__YOUR OBJECTIVE__
This task calls for copying every line in the data below that contains the word "mobile".

[Stored data entries]
________________________
PR #1275, opened 2026-05-22
[TAS-5896] ✨ Bridge RevenueCat mobile IAP into Liker Plus subscriptions

williamchong:
Add an additive RevenueCat layer alongside the existing Stripe path so App/Play Store purchases grant Liker Plus, keyed by our internal user id as the RevenueCat app_user_id.

- POST /plus/revenuecat/webhook: auth via shared secret, maps RC events (purchase/renewal/expiration/billing issue/transfer) onto likerPlus. Ignores store=STRIPE events so the Stripe webhook stays the web owner.
- GET /plus/revenuecat/config: exposes the canonical app_user_id for the mobile app to call Purchases.logIn().
- Tag likerPlus with provider (stripe|revenuecat); shared record is latest-write-wins, terminal RC events won't revoke a Stripe-owned one.
- Best-effort POST /v1/receipts on Stripe subscription creation to unify web and mobile entitlements under one app_user_id.
- RevenueCat config keys are env-driven; tests set them via process.env since the config vi.mock does not reach source imports.

### DIFF
--- a/config/config.js
+++ b/config/config.js
@@ -51,9 +51,9 @@ config.LIKER_PLUS_GIFT_YEARLY_PRICE_ID = '';
 config.LIKER_PLUS_BOOK_PROMO_COUPON_CODE = '';
 
 // RevenueCat (mobile IAP) — bridges App/Play Store Plus subscriptions.
-// Product-id lists stay raw comma-separated strings here; the consumer parses them.
 config.REVENUECAT_WEBHOOK_AUTHORIZATION = process.env.REVENUECAT_WEBHOOK_AUTHORIZATION || ''; // shared secret set in RC dashboard's webhook Authorization header
 config.REVENUECAT_PLUS_ENTITLEMENT_ID = process.env.REVENUECAT_PLUS_ENTITLEMENT_ID || 'plus'; // RC entitlement identifier that grants Liker Plus
+// Product-id lists stay raw comma-separated strings here; the consumer parses them.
________________________
__WRITTEN ANSWER__
[TAS-5896] ✨ Bridge RevenueCat mobile IAP into Liker Plus subscriptions
- GET /plus/revenuecat/config: exposes the canonical app_user_id for the mobile app to call Purchases.logIn().
- Best-effort POST /v1/receipts on Stripe subscription creation to unify web and mobile entitlements under one app_user_id.
 // RevenueCat (mobile IAP) — bridges App/Play Store Plus subscriptions.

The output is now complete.